Saturday, August 14, 2010

The Horror of Human Trafficking

Let Us Eradicate Human Trafficking

One of the issues which the Religious of the Sacred Heart of Mary have tried to address in the past few years has been that of Human Trafficking.  This summer I read the book: The Slave Next Door: Human Trafficking and Slavery in America Today and it is a sad commentary on the amount of human trafficking which has been supported in the United States in this century.  There are three types of human trafficking and slavery in the US today:  Sex trafficking, labor trafficking and domestic house-slave trafficking.  Most of the sex trafficking is trafficking of women and children, and I have been horrified to realize that so many men, frequently wealthy, support this industry - through paying for pornographic videos of trafficked women, through "gentlemen's clubs", through massage parlors, etc.  I am aware that there have been efforts to educate law enforcement personnel to recognize incidents of trafficking in our neighborhoods, and to ensure that trafficked victims are not jailed for crimes such as prostitution, or illegal entry into our country, when, in fact, they have been essentially kidnapped and forced into performing these actions.

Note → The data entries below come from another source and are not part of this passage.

PR #59, opened 2024-07-19
MT data preprocessing, including change in KZAs

### LINKED ISSUE #55: Pre-process all reactions for relevant data

eitan-weinstein:
Closes #55.

Modifies `reaction_data.py` to extract all of the data from an already-read dictionary of the loaded `mt_table.csv`. This uses the methods from #44 and #45 to find and tally the particles emitted from a given reaction and calculate the respective change in KZA value.

This includes testing for the function `process_mt_data()`, which relies on six csv files containing single MT data directly from ENDF manual ([https://www.oecd-nea.org/dbdata/data/manual-endf/endf102_MT.pdf](url)). These files, in a subdirectory titled `files_for_tests` are included in this PR.


gonuke:
Can you rebase on the recently merged #44  to show a more limited change set?

gonuke:
I don't think that did what you expected...

eitan-weinstein:
> I don't think that did what you expected...

No, it did not. I'm having some trouble with this rebase, sorry for all of the extraneous messages and commits that are coming through while I try to sort this out.

src/DataLib/fendl32B_retrofit/test_reaction_data.py
```diff
@@ -50,4 +50,44 @@ def test_emission_breakdown(emitted_particles, exp):
 )
 def test_nucleon_changes(emission_dict, exp):
     obs = rxd.nucleon_changes(emission_dict)
-    assert_array_equal(obs, exp)
\ No newline at end of file
+    assert_array_equal(obs, exp)
+
+@pytest.mark.parametrize(
+    "mt_data_csv, exp",
```
gonuke, line 56: This is good use of parametrization, but I'm not sure they need to be in different files.  Let's discuss what needs to be tested specifically here that is not tested elsewhere. It needs to test that you can read/process multiple entries. But the processing of each individual entry is already demonstrated in other tests, so it may not be necessary to have that breadth here.  Perhaps a case with a single entry and a case with multiple entries? 

Let me know if you think I'm missing something.

gonuke (changes requested):
Thanks @eitan-weinstein - A few small changes, but mostly in good shape.

src/DataLib/fendl32B_retrofit/test_reaction_data.py
eitan-weinstein: > This is good use of parametrization, but I'm not sure they need to be in different files. Let's discuss what needs to be tested specifically here that is not tested elsewhere. It needs to test that you can read/process multiple entries. But the processing of each individual entry is already demonstrated in other tests, so it may not be necessary to have that breadth here. Perhaps a case with a single entry and a case with multiple entries?
> 
> Let me know if you think I'm missing something.

No, that makes sense. I was not sure on the convention for how many tests to include, so that's why I had multiple files, but in principle, they are not accomplishing different things.

src/DataLib/fendl32B_retrofit/reaction_data.py
```diff
@@ -135,4 +138,72 @@ def load_mt_table(csv_path):
...
+    """
+
+    for MT, data in mt_dict.items():
+        emitted_particles = data['Reaction'].split(',')[1][:-1]
+        emission_dict = emission_breakdown(emitted_particles)
+        change_N, change_P = nucleon_changes(emission_dict)
+        M = check_for_isomer(emitted_particles)
+
+        # Conditionally remove isomer tags from emitted particle strings
+        if emitted_particles.rfind(str(M)) > 0:
```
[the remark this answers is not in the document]
eitan-weinstein: > Can't you just check the integer value of `M`?

I realize I could also just do `if M > 0:` because either way, M is going to be an integer, but regardless this still simplifies things.

src/DataLib/fendl32B_retrofit/test_reaction_data.py
gonuke: There is definitely an art testing.  Normally, I don't worry too. much about "too many" tests, but I would like to limit the number of testing files we need

eitan-weinstein:
It looks like the changes for the empty `mt_table` case are taking me a little longer than I thought, so I'll just get that in to you on Monday morning.

src/DataLib/fendl32B_retrofit/reaction_data.py
```diff
@@ -98,9 +98,12 @@ def nucleon_changes(emission_dict):
             change in neutrons and protons in a nucleus as a result of neutron
             activation and subsequent decay. The array is in the format of
             array([neutron_change, proton_change]).
+
+            If emission_dict is empty, NP_change will be returned as an array
+            of None values, in the format array([None, None]).
     """
     
-    NP_change = array([None , None])
+    NP_change = array([None, None])
```
gonuke, line 106: I think this can just be `None` as default:
```suggestion
    NP_change = None
```

src/DataLib/fendl32B_retrofit/reaction_data.py
```diff
@@ -134,5 +137,76 @@ def load_mt_table(csv_path):
...
+                    {'Reaction'         :               (z, emission)},
+                    {'delKZA'           :       integer change in KZA},
+                    {'Emitted Particles : string of emitted particles}
+            }
+    """
+
+    for MT, data in mt_dict.items():
+        emitted_particles = data['Reaction'].split(',')[1][:-1]
+        emission_dict = emission_breakdown(emitted_particles)
+        change_NP = list(nucleon_changes(emission_dict))
```
gonuke, line 198: I don't think you need to save this as a list, with the above change, it's either a numpy array or `None`
```suggestion
        change_NP = nucleon_changes(emission_dict)
```

src/DataLib/fendl32B_retrofit/reaction_data.py
```diff
@@ -134,5 +137,76 @@ def load_mt_table(csv_path):
...
+        M = check_for_isomer(emitted_particles)
+
+        # Conditionally remove isomer tags from emitted particle strings
+        if emitted_particles.rfind(str(M)) > 0:
+            emitted_particles = emitted_particles[:-len(str(M))]
+        
+        if change_NP != [None, None]:
+            change_N, change_P = change_NP
+            data['delKZA'] = (change_P * 1000 + change_P + change_N) * 10 + M
```
gonuke, line 207:
```suggestion
        if change_NP:
            data['delKZA'] = (change_NP[0] * 1000 + change_NP[0] + change_NP[1]) * 10 + M
```

gonuke (changes requested):
A little clarification on my intent for streamlining the nucleon change info

src/DataLib/fendl32B_retrofit/reaction_data.py
eitan-weinstein: Ok, I understand what you mean now, but I think the syntax needed to make this work would be `if change_NP is not None:` because otherwise it can yield this message:

`ValueError: The truth value of an array with more than one element is ambiguous. Use a.any() or a.all()`

gonuke:
Thanks for pulling this together @eitan-weinstein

The RSHM have had some workshops on Human trafficking and have put some information on our website:

A Workshop: Human Trafficking: the Price We pay with input from trafficked persons

I personally cannot imagine what it would be like to be a sex slave, a labor slave or a domestic slave, with no control over my life and living in a constant state of torture with little opportunity to escape.  Yet, this is the state of trafficked persons, whom we often think of as being in other countries, but who live in large numbers in the U.S.  The RSHM belong to a few organizations to help stop the traffickers, such as the New York Anti-Trafficking Coalition on the East Coast and the Coalition to Abolish Slavery and Trafficking on the West Coast.  However, some recent statistics from the U.S. Department of State indicate that there is much work to be done to identify and prosecute traffickers and help those who have been trafficked.  The process is long and hard, and often freed trafficked persons are merely released with no help in order to regain their lives.  However, I was pleased to see anti-trafficking blogs, such as A Heart for Justice which gives some insightful suggestions for those who wish to help.

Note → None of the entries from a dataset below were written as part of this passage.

PR #60, opened 2024-07-25
Extracting MT data from ENDF files.

### LINKED ISSUE #46: Determine list of reaction types in a given file
For a single ENDF file, representing a single nuclide, determine the list of reaction types that exist in file MF=3.

eitan-weinstein:
Closes #46.

Adds a new Python file `tendl_preprocessing.py`, which includes a function to extract the material ID and MT numbers from a given TENDL (ENDF) file.

Also includes testing for this new function, with test files contained in the `files_for_tests` subdirectory.


gonuke:
I'll review this following a rebase/merge

eitan-weinstein:
I just rebased it now. I think I will also quickly modify the test files, as per our discussion with the last PR to avoid redundant files.

src/DataLib/fendl32B_retrofit/tendl_preprocessing.py
```diff
@@ -0,0 +1,27 @@
...
+    matb = tape.material_numbers[0]
+    # Set MF for cross sections
+    xs_MF = 3
+    file = tape.material(matb).file(xs_MF)
+    # Extract the MT numbers that are present in the file
+    MTs = [MT.MT for MT in file.sections.to_list()]
+
+    endf_specs = [matb, MTs]
+    
+    return endf_specs
```
gonuke, line 27: I'm not sure if it's important to formally create a list of this data or if you could just do the following:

This trafficking situation is so big, yet so hidden, that I feel almost powerless to fight it.  Yet, I know that conquering this evil can and must be done, even if in baby steps.  It is important to use the power of education to teach young men and women the value of respect for one another and to stop them from relying on naive decisions.  It is not easy, yet we can support one another in the battle.  The main players for the abolition of trafficking may be our politicians to turn their eyes to the problem, our pro-bono lawyers and social workers to help, and ourselves to nag our politicians to help our country be more proactive against traffickers.  And, if we have financial resources, we can help to sponsor those organizations which are trying to help trafficked victims to regain their lives and their dignity.  And all of us can pray.  These are great resources, and all of us can take a part dependent on our skill.  So, let's both use our skill and storm heaven for the conversion of traffickers and the protection of the trafficked persons.